"Penggunaan 'water mist' untuk mengurangi polusi udara masih belum terbukti efektif," kata Ghofar saat dihubungi di Jakarta, Senin.
Ghofar menuturkan menurut pendapat beberapa pakar, metode ini justru akan menimbulkan persoalan lain seperti terhalangnya polutan naik ke udara.
Menurut dia, efektivitas kabut air belum teruji secara pasti serta penggunaan air yang berlebihan di tengah situasi musim kemarau terbilang kurang bijak lantaran air masih menjadi kebutuhan.
Baca juga: DKI pasang 30 unit kabut air di kantor wali kota hingga rumah sakit
"Seharusnya pemerintah berfokus pada solusi pengurangan dari sumber polusi, bukan berfokus mengatasi masalah yang sudah ada dengan cara kurang efektif," tuturnya.
Terlebih, menurut dia, inisiatif penggunaan kabut air di gedung pemerintah dan kemudian akan diperluas ke gedung-gedung milik swasta perlu dikaji ulang.
Dia menyarankan agar pemerintah mengajak swasta untuk membangun bangunan ramah lingkungan (green building) untuk menekan polusi udara.
"Seharusnya pemerintah menjalin kemitraan dengan swasta untuk pengurangan sumber polusi dengan kebijakan lain seperti penerapan 'green building'," tuturnya.

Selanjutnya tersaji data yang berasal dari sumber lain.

PR #1284, opened 2024-02-15
Work for Jenkins demo and minor code changes

rnc:
Associated demo PR is https://github.com/rnc/jbs-demo/pull/3

### DIFF
--- a/java-components/management-console/src/main/java/com/redhat/hacbs/management/model/ContainerImage.java
+++ b/java-components/management-console/src/main/java/com/redhat/hacbs/management/model/ContainerImage.java
@@ -15,6 +15,7 @@ import jakarta.persistence.Transient;
 import jakarta.persistence.UniqueConstraint;
 
 import io.quarkus.hibernate.orm.panache.PanacheEntity;
+import io.quarkus.logging.Log;
 import io.quarkus.panache.common.Parameters;
 
 @Entity()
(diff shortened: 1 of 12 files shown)


java-components/management-console/src/main/java/com/redhat/hacbs/management/model/DependencySet.java
```diff
@@ -25,6 +27,7 @@ public class DependencySet extends PanacheEntity {
     @Column(nullable = false)
     public String type;
 
+    @JsonManagedReference
     @OneToMany(fetch = FetchType.EAGER, mappedBy = "dependencySet", cascade = CascadeType.ALL)
```
rnc, line 31: @stuartwdouglas I'm not entirely sure I've got the correct json annotations here (and in IdentifiedDependency below)

java-components/management-console/src/main/java/com/redhat/hacbs/management/model/ContainerImage.java
```diff
@@ -58,7 +60,45 @@ public static ContainerImage findImage(String image) {
         return containerImage;
     }
 
+    public static ContainerImage get(String image) {
+        return get(null, image);
+    }
+
+    public static ContainerImage get(ContainerImageRepository repository, String image) {
```
rnc, line 67: @stuartwdouglas Might be worth speaking about the logic for image lookups and what formats should be acceptable.

stuartwdouglas: In the DB you really need the digest, unless you are happy to get multiple results back. Tags can change so digest is the only really unique way to identify the image.

java-components/management-console/src/main/java/com/redhat/hacbs/management/model/DependencySet.java
stuartwdouglas: Why do you need this, is there something in ImageDTO that is not needed?

In general I am not a fan of using database backed types in JSON endpoints. It is really easy to cause security issues as Jackson can follow relationships and include more data than you expect.

It can also be possible to do the opposite, and update different entities to what you expect if a POST includes updates to related entities.

java-components/management-console/src/main/java/com/redhat/hacbs/management/model/ContainerImage.java
rnc: Yeah. Its not obvious on addImage in the UI what formats are acceptable. Also, if I'm using jib to push an image/tag to Quay I don't know the digest (not sure if I can get jib to tell me the digest of the image it just pushed)

java-components/management-console/src/main/java/com/redhat/hacbs/management/model/DependencySet.java
rnc: Yeah looks like ImageDTO with `analysisFailed` and then another call of `getDependencySet` to get `DependencySetDTO`

java-components/management-console/src/main/java/com/redhat/hacbs/management/model/ContainerImage.java
stuartwdouglas: You can get the digest of the image, it is included in the pipeline results.

PR #1328, opened 2024-02-26
Remove use of GME

rnc:
While this has worked on the test builds I have done I suspect there may be failures if some plugins are not being handled. Equally it should fix some of the failures we are seeing though.

Related : https://github.com/redhat-appstudio/jvm-build-service-builder-images/pull/53

### DIFF
--- a/pkg/reconciler/dependencybuild/scripts/gradle-build.sh
+++ b/pkg/reconciler/dependencybuild/scripts/gradle-build.sh
@@ -10,8 +10,6 @@ cp -r /maven-artifacts/.m2/* "$HOME/.m2/" || true
 cat > "${GRADLE_USER_HOME}"/gradle.properties << EOF
 org.gradle.caching=false
 org.gradle.console=plain
-# This prevents the daemon from running (which is unnecessary in one-off builds) and increases the memory allocation
-org.gradle.daemon=false
 # For Spring/Nebula Release Plugins
 release.useLastTag=true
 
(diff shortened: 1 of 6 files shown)


pkg/reconciler/dependencybuild/scripts/gradle-build.sh
```diff
@@ -10,8 +10,6 @@ cp -r /maven-artifacts/.m2/* "$HOME/.m2/" || true
 cat > "${GRADLE_USER_HOME}"/gradle.properties << EOF
 org.gradle.caching=false
 org.gradle.console=plain
-# This prevents the daemon from running (which is unnecessary in one-off builds) and increases the memory allocation
-org.gradle.daemon=false
```
rnc, line 14: Gradle recommendation is to keep the daemon running now ( e.g. https://docs.gradle.org/current/userguide/gradle_daemon.html#continuous_integration and this is also what Travis CI does).

pkg/reconciler/dependencybuild/scripts/gradle-build.sh
```diff
@@ -116,13 +105,11 @@ echo "INIT SCRIPTS: $INIT_SCRIPTS"
...
 rm -f gradle/verification-metadata.xml
 
-gradle-manipulator $INIT_SCRIPTS -DAProxDeployUrl=file:$(workspaces.source.path)/artifacts --no-colour --info --stacktrace -l "${GRADLE_HOME}" -DdependencySource=NONE -DignoreUnresolvableDependencies=true -DpluginRemoval=ALL -DversionModification=false "${ADDITIONAL_ARGS}" generateAlignmentMetadata  | tee $(workspaces.source.path)/logs/gme.log
-
 echo "Running Gradle command with arguments: $@"
 if [ ! -d $(workspaces.source.path)/source ]; then
   cp -r $(workspaces.source.path)/workspace $(workspaces.source.path)/source
 fi
-gradle $INIT_SCRIPTS -DAProxDeployUrl=file:$(workspaces.source.path)/artifacts --info --stacktrace -Prelease.version=$(params.ENFORCE_VERSION) "$@"  | tee $(workspaces.source.path)/logs/gradle.log
+gradle $INIT_SCRIPTS -Dmaven.repo.local=$(workspaces.source.path)/artifacts --info --stacktrace "$@"  | tee $(workspaces.source.path)/logs/gradle.log
```
rnc, line 112: I think that with the tagging and use of `useLastTag` then `-Prelease.version` should not be required.

PR #1337, opened 2024-02-28
Add copy artifacts command

dwalluck:


stuartwdouglas:
The command needs to be added to https://github.com/stuartwdouglas/jvm-build-service/blob/89ec977c3886ef61bfeccf695d2376622fc82d6f/java-components/build-request-processor/src/main/java/com/redhat/hacbs/container/EntryPoint.java#L20

PR #1355, opened 2024-03-01
Make regexp more accurate for release property to avoid conflict with nebula

rnc:
Requires #1353 merged first.


stuartwdouglas:
Failures look related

Baca juga: Pemprov DKI mulai pasang kabut air di Balai Kota kurangi polusi udara
Dia menjelaskan, konsep ramah lingkungan ini, misalnya, melalui efisiensi energi, penerapan bekerja dari rumah (work from home/WFH) hingga pembatasan penggunaan kendaraan pribadi bagi karyawan.
Pemerintah Provinsi DKI Jakarta mulai membuat kabut air dari atap gedung menggunakan pompa bertekanan tinggi (water mist generator) di Gedung Balai Kota DKI, Jakarta Pusat, sebagai upaya mengurangi dampak polusi udara.
Selain itu, Pemerintah Provinsi (Pemprov) DKI Jakarta juga memasang 30 unit alat kabut air menggunakan pompa bertekanan tinggi yang tempatkan di gedung-gedung kantor wali kota hingga rumah sakit.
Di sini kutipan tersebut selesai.